Hope, this helps in achieving what you are looking for.

@awais.hafeez
getting issue with aspose while converting from open office to word doc.
Please share a solution.
This document was truncated here because it was created using Aspose.Words in Evaluation Mode.

@Sudha_Mylapalli,

This happens because you are not applying Aspose.Words for Java license before creating Document instance. If you want to test Aspose.Words without the evaluation version limitations, then you can also request a 30-day Temporary License. Please refer to How to get a Temporary License?

A post was split to a new topic: Unable to get bookmarks in Word document

@awais.hafeez
Thanks for your response,still we are facing issues to convert bookmarks from open office to word document.
Adding some more detail documents for your understanding , Please go through this and let us know if you need any clarification from my end.

2020-06-03_12-14-31=>in this pic you can see the bookmarks when we do mouse hover at bookmark place in open office doc.

E018 - DEPP Delinquency Notice.odt=>This is source open office file which has bookmarks

Manuallyconverted_word_doc_E018 - DEPP Delinquency Notice.docx=>This is the document which we converted from open office to word manually (you can see our custom bookmarks with V3:B, V3:C).

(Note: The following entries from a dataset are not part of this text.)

PR #11236, opened 2026-03-02
Object deserialization fix

Verdent:
### Description
Fixes https://github.com/helidon-io/helidon/issues/11237

### Documentation

None


json/binding/src/main/java/module-info.java
```diff
@@ -37,6 +37,7 @@
 
     requires io.helidon.config;
     requires io.helidon.common;
+    requires io.helidon.common.buffers;
```
danielkec, line 40: Intentional?

Verdent: Yes, it is needed because of the Bytes constants used in the ObjectConverter

PR #11249, opened 2026-03-03
Fix addContentLiteral in content builder in class model

### LINKED ISSUE #11245: Class model method `addContentLiteral` does not escape special characters
A simple newline will break it.

tomas-langer:
To ensure we escape special characters (quotes, backslash, new line, tab).

Added a test, updated javadoc.

Resolves #11245

### DIFF
--- a/codegen/class-model/src/main/java/io/helidon/codegen/classmodel/ContentBuilder.java
+++ b/codegen/class-model/src/main/java/io/helidon/codegen/classmodel/ContentBuilder.java
@@ -84,7 +84,7 @@ public interface ContentBuilder<T extends ContentBuilder<T>> {
     default T addContentLiteral(String literal) {
         if (literal.contains("\n")) {
             // the simplest solution is to use multiline string
-            return addContent("\"\"\"\n" + literal + "\n\"\"\"");
+            return addContent("\"\"\"\n" + literal + "\"\"\"");
         }
         // escape tabs, double quote, and backslashes
         String toWrite = literal;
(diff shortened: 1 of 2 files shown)


codegen/class-model/src/main/java/io/helidon/codegen/classmodel/ContentBuilder.java
```diff
@@ -74,12 +74,24 @@ default T addContentLine() {
...
+     * otherwise it will be a quotes string, with escaped tabs, quotes, and backslashes.
      *
      * @param literal the literal string to be added as content
      * @return updated builder instance
      */
     default T addContentLiteral(String literal) {
-        return addContent("\"" + literal + "\"");
+        if (literal.contains("\n")) {
+            // the simplest solution is to use multiline string
+            return addContent("\"\"\"\n" + literal + "\n\"\"\"");
```
tvallin: This adds as a new line at the end of the literal. I do not think this is the expected behavior.

Here is a test to highlight my thought:
```java
@Test
void testWithoutNewLineAtTheEnd() {
    String foo = "foo\nbar";
    var c = new TestContentBuilder();
    c.addContentLiteral(foo);
    assertThat(c.generatedString(), is("    \"\"\"\nfoo\\nbar\"\"\""));
}
```

This would fail : 
```
Expected: is "    \"\"\"\nfoo\nbar\"\"\""
     but: was "    \"\"\"\nfoo\nbar\n\"\"\""
```

tomas-langer: yes, my mistake

PR #11252, opened 2026-03-03
Fix builder regression - generate singular setter with consumer of prototype builder

### LINKED ISSUE #11248: [Blueprint] @Option.Singular does not generate Consumer<Builder> method to the list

Aspose_Converted_Test_E018 - DEPP Delinquency Notice.docx=>This is word document which ASPOSE jar converted from open office, Here Bookmarks came as normal text.
We want to automate this kind of conversion using aspose from open office to word.

sample_docx.zip (750.0 KB)

@Sudha_Mylapalli,

What desktop application did you use to generate “Manuallyconverted_word_doc_E018 - DEPP Delinquency Notice.docx” on your end - MS Word or OpenOffice Writer?

Please list the complete steps that you performed in MS Word (or OpenOffice Writer) to create this expected document (Manuallyconverted_word_doc_E018 - DEPP Delinquency Notice.docx). We will then provide you code that will perform the same steps programmatically by using Aspose.Words to get the desired output.